Several other HPI modules are following a similar pattern: hypothesis, instapaper, pinboard, kobo, etc.

Twitter

Twitter is interesting, because it's an example of an HPI module that arbitrates between several data sources from the same service.

The reason to use multiple in case of Twitter is:

  • there is official Twitter Archive, but it's manual, takes several days to complete and hard to automate.
  • there is twint, which can get real-time Twitter data via scraping But Twitter has a limitation and you can't get data past 3200 tweets through API or scraping.

So the idea is to export both data sources on your disk:

                             < 🌐  Twitter |
                             ⇓⇓            ⇓⇓
    { manual archive download }           { twint (automatic, cron) }
             ⇓⇓⇓                                   ⇓⇓⇓
 |💾 /backups/twitter-archives/*.zip |     |💾 /backups/twint/db.sqlite |
                                .............

What we do next is:

  1. Process raw data from twitter archives (manual export, but has all the data)
  2. Process raw data from twint database (automatic export, but only recent data)
  3. Merge them together, overlaying twint data on top of twitter archive data
                                .............
 |💾 /backups/twitter-archives/*.zip |     |💾 /backups/twint/db.sqlite |
             ⇓⇓⇓                                   ⇓⇓⇓
     HPI (my.twitter.archive)              HPI (my.twitter.twint)
      ⇓                     ⇓              ⇓                    ⇓
      ⇓                   HPI (my.twitter.all)                  ⇓
      ⇓                           ⇓⇓                            ⇓
< python interface>       < python interface>          < python interface>

For merging the data, we're using a tiny auxiliary module, my.twitter.all (It's just 20 lines of code, check it out).

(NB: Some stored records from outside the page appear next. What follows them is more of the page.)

PR #73, opened 2016-02-06
Add m_lusersnoservices and m_rpg modules

CyberBotX:
Upgraded my 1.2 versions to 2.0.

The m_lusersnoservices module adds a line to LUSERS that displays the global count without Services (assuming that Services are the only U-Lines on the network).

The m_rpg module adds the commands NPC, NPCA, AMBIANCE, NARRATOR and NARRATORA for use in pen and paper RPGs being played over IRC. For the 2.0 update, it has also been made to actually work on a network by broadcasting with ENCAP.

### DIFF
--- a/2.0/m_lusersnoservices.cpp
+++ b/2.0/m_lusersnoservices.cpp
@@ -1,0 +1,69 @@
+/*
+ * InspIRCd -- Internet Relay Chat Daemon
+ *
+ *   Copyright (C) 2008-2016 Naram Qashat <cyberbotx@cyberbotx.com>
+ *
+ * This file is a module for InspIRCd.  InspIRCd is free software: you can
+ * redistribute it and/or modify it under the terms of the GNU General Public
+ * License as published by the Free Software Foundation, version 2.
+ *
+ * This program is distributed in the hope that it will be useful, but WITHOUT
+ * ANY WARRANTY; without even the implied warranty of MERCHANTABILITY or FITNESS
+ * FOR A PARTICULAR PURPOSE.  See the GNU General Public License for more
+ * details.
+ *
+ * You should have received a copy of the GNU General Public License
+ * along with this program.  If not, see <http://www.gnu.org/licenses/>.
+ */
+
+#include "inspircd.h"
+
+/* $ModDesc: Adds an extra line to LUSERS output to show global user count minus "clients" from U-Lines servers */
+/* $ModAuthor: Naram Qashat (CyberBotX) */
+/* $ModAuthorMail: cyberbotx@cyberbotx.com */
+/* $ModDepends: core 2.0 */
+
+class ModuleLusersNoServices : public Module
+{
+	int clientsNoServices;
+
+public:
+	void init()
+	{
+		Implementation implementations[] = { I_OnNumeric, I_OnPostConnect, I_OnUserQuit };
+		ServerInstance->Modules->Attach(implementations, this, sizeof(implementations) / sizeof(implementations[0]));
+
+		/* Calculate how many clients are not psuedo-clients introduced by the Services package */
+		this->clientsNoServices = 0;
+		user_hash::const_iterator curr = ServerInstance->Users->clientlist->begin(), end = ServerInstance->Users->clientlist->end();
+		for (; curr != end; ++curr)
+			if (!ServerInstance->ULine(curr->second->server) && !ServerInstance->ULine(curr->second->nick))
+				++this->clientsNoServices;
+	}
+
+	Version GetVersion()
+	{
+		return Version("Adds an extra line to LUSERS output to show global user count minus \"clients\" from U-Lines servers");
+	}
+
+	ModResult OnNumeric(User *user, unsigned numeric, const std::string &)
+	{
+		if (numeric == 266)
+			user->WriteNumeric(267, "%s :Current Global Users (Excluding Services): %d", user->nick.c_str(), this->clientsNoServices);
+		return MOD_RES_PASSTHRU;
+	}
+
+	void OnPostConnect(User *user)
+	{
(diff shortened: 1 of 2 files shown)


2.0/m_lusersnoservices.cpp
```diff
@@ -0,0 +1,79 @@
...
+	}
+
+	Version GetVersion()
+	{
+		return Version("Adds an extra line to LUSERS output to show global user count minus \"clients\" from U-Lines servers");
+	}
+
+	ModResult OnPreCommand(std::string &command, std::vector<std::string> &parameters, LocalUser *user, bool validated, const std::string &original_line)
+	{
+		/* If the command doesnt appear to be valid, we dont want to mess with it. */
```
SaberUK: This is a very complex way of doing this. You would be better off hooking to OnWriteNumeric and when a numeric 266 is sent also sending your custom numeric.

2.0/m_lusersnoservices.cpp
```diff
@@ -0,0 +1,79 @@
...
+			{
+				std::vector<std::string> emptyParameters;
+				ServerInstance->CallCommandHandler(command, emptyParameters, user);
+			}
+
+			/* Calculate how many clients are not psuedo-clients introduced by the Services package */
+			int ClientsNoServices = 0;
+			user_hash::const_iterator curr = ServerInstance->Users->clientlist->begin(), end = ServerInstance->Users->clientlist->end();
+			for (; curr != end; ++curr)
+				if (!ServerInstance->ULine(curr->second->server) && !ServerInstance->ULine(curr->second->nick))
```
SaberUK: This is very performance intensive on large networks. You should calculate it once (on link?) and then cache it.

2.0/m_rpg.cpp
```diff
@@ -0,0 +1,374 @@
...
+		ServerInstance->Modules->Attach(I_OnPreCommand, this);
+	}
+
+	Version GetVersion()
+	{
+		return Version("Provides NPC, NPCA, AMBIANCE, NARRATOR, and NARRATORA commands for use by Game Masters doing pen & paper RPGs via IRC", VF_COMMON);
+	}
+
+	/** The purpose of this is to make it so the command text doesn't require a colon prefixing the text but also to allow a colon anywhere in the line.
+	 */
```
attilamolnar: Isn't it possible to do this inside the command handlers?

2.0/m_rpg.cpp
```diff
@@ -0,0 +1,374 @@
...
+/* $ModAuthor: Naram Qashat (CyberBotX) */
+/* $ModAuthorMail: cyberbotx@cyberbotx.com */
+/* $ModDepends: core 2.0 */
+
+#include "inspircd.h"
+
+/* Removes any ! characters from a given nick */
+static std::string strip_npc_nick(const std::string &nick)
+{
+	std::string newnick = "";
```
attilamolnar: `std::string newnick;` is enough to construct an empty string.

2.0/m_rpg.cpp
CyberBotX: As discussed on IRC, the reason for OnPreCommand being used as it is was to prevent a word starting with a colon from having its colon eaten by the command parser. This was mainly because I had people using the commands with smilies (like :D for instance). The issue is only a non-issue on broadcasting because I prefix a colon to the text before sending the ENCAP.

2.0/m_rpg.cpp
```diff
@@ -0,0 +1,374 @@
...
+
+		/* Source is in the form of: *[nick]*!npc@[server-name] */
+		std::string npc_nick = strip_npc_nick(parameters[1]);
+		std::string npc_source = "*" + npc_nick + "*!npc@" + ServerInstance->Config->ServerName;
+
+		c->WriteChannelWithServ(npc_source, "PRIVMSG %s :%s%s%s", c->name.c_str(), action ? "\1ACTION " : "", this->text.c_str(), action ? "\1" : "");
+
+		if (localUser)
+		{
+			std::vector<std::string> params;
```
SaberUK: Can't this be done with GetRouting?

2.0/m_rpg.cpp
```diff
@@ -0,0 +1,374 @@
...
+			{
+				user->WriteNumeric(ERR_NOSUCHCHANNEL, "%s %s :No such channel", user->nick.c_str(), parameters[0].c_str());
+				return CMD_FAILURE;
+			}
+		}
+		else
+			this->text = parameters[1];
+
+		/* Source is in the form of: -Narrator-!npc@[server-name] */
+		std::string narr_source = std::string("-Narrator-!npc@") + ServerInstance->Config->ServerName;
```
SaberUK: This is a valid nickname. Maybe you should reserve it?

2.0/m_rpg.cpp
CyberBotX: No, because of a similar issue to why I had to implement the OnPreCommand override in the module itself. If the user types in some text and one of the words starts with a colon, it gets eaten on the broadcast.

SaberUK: If the users text begins with : then they should use two : to stop that.

attilamolnar: @SaberUK The idea is to not make the users do that

2.0/m_rpg.cpp
CyberBotX: How is -Narrator- a valid nickname? I cannot set that as my nick because it starts with a dash.

SaberUK: You can't with the default but you can with m_nationalchars.

attilamolnar:
Please squash the commits in a way that there are no bugfix commits.

CyberBotX:
Commits have been squashed into one commit.

attilamolnar:
Thanks!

Since you have two different sources of raw data, you need to specify two bits of config:

class twint:
    export_path = '/backups/twint/db.sqlite'
class twitter_archive:
    export_path = '/backups/twitter-archives/*.zip'

Note that you can also just use my.twitter.archive or my.twitter.twint directly, or set either of paths to empty string: ''

Connecting to other apps

As a user you might not be so interested in Python interface per se.. but a nice thing about having one is that it's easy to connect the data with other apps and libraries!

                         /---- 💻promnesia --- | browser extension  >
| python interface > ----+---- 💻orger     --- |💾 org-mode mirror  |
                         +-----💻memacs    --- |💾 org-mode lifelog |
                         +-----💻????      --- | REST api           >
                         +-----💻????      --- | Datasette          >
                         \-----💻????      --- | Memex              >

See more in "How do you use it?" section.

Adding/modifying modules

The easiest is just to run HPI via with_my wrapper or with an editable PIP install. That way your changes will be reflected immediately, and you will be able to quickly iterate/fix bugs/add new methods.

The "proper way" (unless you want to contribute to the upstream) is to create a separate file hierarchy and add your module to PYTHONPATH.

For example, if you want to add an awesomedatasource, it could be:

custom_module
└── my
    └──awesomedatasource.py

You can use all existing HPI modules in awesomedatasource.py, for example, my.config, or everything from my.core.

But also, you can use override the builtin HPI modules too:

custom_reddit_overlay
└── my
    └──reddit.py

Now if you add my_reddit_overlay in the front of PYTHONPATH, all the downstream scripts using my.reddit will load it from custom_reddit_overlay instead.

This could be useful to monkey patch some behaviours, or dynamically add some extra data sources anything that comes to your mind.

I'll put up a better guide on this, in the meantime see "namespace packages" for more info.